#### Task prompt:
Return exactly those lines of the material that fall between the line with "Need not another" and the final line, both included.

#### Data to process:
PR #2528, opened 2021-08-17
Cleanup package workflow

yixinglu:
Need not another project level CMakeLists.txt for packaging at present.


darionyaphet:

#### Solution to the problem:
Need not another project level CMakeLists.txt for packaging at present.


darionyaphet:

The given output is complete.